Stipendien zur Vorbereitung auf die Promotion

Kooperatives Promotionskolleg „Pharmazeutische Biotechnologie"
der Universität Ulm und der Hochschule Biberach

An der Hochschule Biberach sind nach Maßgabe des Landesgraduiertenförderungsgesetzes (LGFG) zwei Stipendien zur Vorbereitung auf eine Promotion zu vergeben. Die Förderung erfolgt durch das Ministerium für Wissenschaft und Kunst und durch die Universität Ulm.

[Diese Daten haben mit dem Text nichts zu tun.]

Issue #6030, opened 2016-06-20
Dropdown: Append-to-body breaks dropup


shyamal890:
When `class="dropup"` and `dropdown-append-to-body` are used together. The dropdown no longer dropsup.

icfantv:
@shyamal890, please be respectful of our time and processes by adhering to the issue template.  As we are all volunteers, we simply do not have the time to chase every incomplete issue entered by users.

icfantv:
closing due to lack of response.

shlomil:
http://plnkr.co/edit/9Mc7WQ7qUbbAgQDlIpIv?p=preview

icfantv:
@shlomil thanks for the plunker.  i'm not seeing what the issue is.  can you please post steps to recreate?  thanks.

shlomil:
Sorry, I thought the plunkr was clear. There are 3 examples in the above plunkr. All use class "dropup" which means it should display the dropdown menu above the button. It works fine in normal use (3rd button) but if you try to use the dropdown-append-to-body directive, it will display the menu below the button, ignoring the dropup class.

icfantv:
@shlomil, ah, I understand now. Reopening.  In general, it's a good idea to explain exactly what the issue is and exact steps to show us the issue.  As we are all volunteers, we simply do not have the time to chase everything down.  Thanks.

wesleycho:
This is likely related to the $uibPosition service usage in the dropdown - it has no knowledge of the dropup class. We need to add logic to account for that, and position it appropriately in that situation.

moses-seeq:
Any word on when the fixes are going to be reviewed and, hopefully, accepted?

PR #6300, opened 2016-10-25
fix(dropdown): Adding support for dropUp class

bartkiewicz:
Fix for #6030. 

Was not sure if the comment in the original issue was suggesting the dropUp check be done in the uibPosition, but it made more sense to me to check in dropdown, since why would anything else care about a dropUp class.


hexaclock:
Any word on getting this merged in?

Issue #2678, opened 2014-09-09
Multiple Modals and Backdrop


Exagram:
If I open a modal within a modal, a new backdrop doesn't instantiate for the second modal. Does Angular UI support this use case? If not, is there an option to move the backdrop to the highest modal?

borislit:
+1
In my case, I have closed one modal (lets call it Modal A) and immedialtly opened another one (lets call it Modal B). Modal A has a backdropClass defined for it.
When modal B is opened, the backdropClass is not removed.

karianna:
plunkr to demonstrate please

borislit:
http://plnkr.co/edit/KCBVGVzirLlApozRrbjl

The flow is as follows: Once to open the first modal, clicking OK will close it and will open the second one right away.
Notice that the first modal add a "custom-backdrop" class which is not removed when the second modal opens.

rosskukulinski:
So we've run into this as well.  I'm still poking around, but it seems that there's a race condition from closing the first modal (and removing its backdrop) and setting the backdrop of the second modal.

Specifically, I'm seeing that backdropDomEl is non-null [right here](https://github.com/angular-ui/bootstrap/blob/158d267659097076a832672e282e54fd675fe692/src/modal/modal.js#L312), which means that the second modal does not get its backdrop applied.

PR #6303, opened 2016-10-27
fix(modal): backdrops for appendTo (modal in modal)

### LINKED ISSUE #6219: Backdrop bug when using multiple modals and appendTo
When multiple modals are created (at the same time) only a single backdrop will be created. My use case: Let's say we have a list of items, designed business cardish. I want to be able to delete those from my view by clicking a link. Than a confirmation modal appears with the backdrop only above that specific card. When opening a seconds modal dialog, while the first one is stil active no second backdrop will be created. Only the z-index will be updated.

https://run.plnkr.co/plunks/nwGf2MfgeQ51zom3w9aR/#

Shouldn't there a backdrop per modal panel be created instead?

Versions:
Angular: 1.4.8
UIBS: 2.1.3
Bootstrap: 3.3.5

malaupa:
Modals couldn't be used in modals (open a modal in a modal) and other containers. A new backdrop is now created on each appendTo element which is used in the app. If a backdrop exist on a element it is reused and the backdrop index is increase (old behavoir). To recognize which element has already a backdrop appended, a data-backtrop attribute is written on the related element. 

Closes #6219 and #2678 is also related

### DIFF
--- a/src/modal/modal.js
+++ b/src/modal/modal.js
@@ -246,7 +246,8 @@ angular.module('ui.bootstrap.modal', ['ui.bootstrap.stackedMap', 'ui.bootstrap.p
     function($animate, $animateCss, $document, $compile, $rootScope, $q, $$multiMap, $$stackedMap, $uibPosition) {
       var OPENED_MODAL_CLASS = 'modal-open';
 
-      var backdropDomEl, backdropScope;
+      var backdropCount = 0;
+      var backdrops = $$stackedMap.createNew();
       var openedWindows = $$stackedMap.createNew();
       var openedClasses = $$multiMap.createNew();
       var $modalStack = {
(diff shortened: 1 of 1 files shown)


wesleycho:
This needs to be configurable, as this would otherwise be a significant breaking change.

wesleycho:
This also needs unit tests

malaupa:
Could we use `backdropAppend` as the a new param for backdrop creation on each appendTo element? Do you prefer another parameter name? Values could be `true` or `false`?

I will create unit tests and commit them in combination with the changes related to the configuration param after your response.

wesleycho:
We could, but that should perhaps be a separate PR - multiple backdrops as siblings should be ok, as long as they are created in order. Appending the backdrop to the appropriate location then can follow as separate work.

malaupa:
Could you please tell me in detail, which work should be separated in different PRs?

At the moment it is only the following behaviour, which will be changed:
1. configuration option to append backdrops to the appropriate location (the appendTo element), if appendTo is configured
And this is the idea of this PR. If you agree with me, could this PR be merged, if I add tests and the configuration option?

wesleycho:
That would be sufficient if those changes are made plus documentation.

paneyi:
@malaupa, what's the status of this? I got to this answer while looking for a way to keep multiple modals opened on different "tabs" (achieved using ui-router-sticky-states and ui-router-future-states), each one with its own backdrop.
Right now, each modal is contained in the proper tab, but the backdrop remains below the first created modal, leaving the modals on the other tabs without a backdrop.

malaupa:
Currently I have no time to add tests and the configuration option, but this PR is still on my todo list and will be fixed.

For clarification: the idea of this PR is to create a modal inside a already opened modal with suitable backdrop limited to outer modal.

Im Rahmen des gemeinsamen Kooperativen Promotionskollegs „Pharmazeutische Biotechnologie" sind am Institut für Angewandte Biotechnologie der Hochschule Biberach folgende zwei Stipendien zeitnah an hochqualifizierte wissenschaftliche Nachwuchskräfte zu vergeben:

Projekt KZ01: Identifizierung von Effektormolekülen zur Optimierung biotechnologischer Produktionsprozesse
 
Ziel des Forschungsprojektes ist die Verbesserung von Prozesszelllinien/Bioprozessen durch die Modulation zellulärer Signalkaskaden über endogene und exogene Faktoren. Basierend auf unseren Vorarbeiten in humanen Amniocyten (Cevecs Amniocyte Production Cells, CAP) sollen identifizierte prozessrelevante endogene Targets, auf ihre Eignung zur Stammoptimierung untersucht werden.
In einem neuartigen Ansatz zur Wirkung exogener Faktoren werden Bestandteile einer humanen Hämofiltratbank hinsichtlich ihrer prozessrelevanten Effekte auf bereits etablierte antikörperproduzierende CAP-Klone untersucht, um neue Moleküle mit produktivitätssteigernden, sekretionsverbessernden und/oder proproliferativen Eigenschaften zu identifizieren und deren Wirkung zu charakterisieren. Der Einfluss dieser neuen exogenen Wirkfaktoren (humane Hämofiltratbestandteile/-peptide) auf die Proliferation, Viabilität, Sektretion, Produktausbeute und -qualität soll näher untersucht werden. Hierfür werden Fraktionen der Hämofiltratbank initial im funktionellen Hochdurchsatz-Screening getestet. Neben zellbiologischen und biochemischen Methoden zur Charakterisierung der physiologisch-/morphologischen und molekularen Veränderungen kommen hierbei auch proteinanalytische Methoden zum Einsatz.
Hämofiltratfraktionen mit positiven Effekten werden in enger Kooperation mit der Universität Ulm (Dr. Rosenau, Ulmer Zentrum für Peptidpharmazeutika, U-PEP, Universität Ulm, Aptamertechnologie) subfraktioniert und näher charakterisiert, um die effektvermittelnde Komponente weiter zu identifizieren.
Positiv wirkende Substanzen werden auf ihre Auswirkungen hinsichtlich der Produktqualität (Aggregationsstatus, Glykosylierungsmuster) näher untersucht. Es schließen sich intensive Zell- und molekularbiologische Untersuchungen zum Wirkmechanismus an, welche eine rationale Bioprozess-/Medien- und Zelllinienoptimierung ermöglichen sollen.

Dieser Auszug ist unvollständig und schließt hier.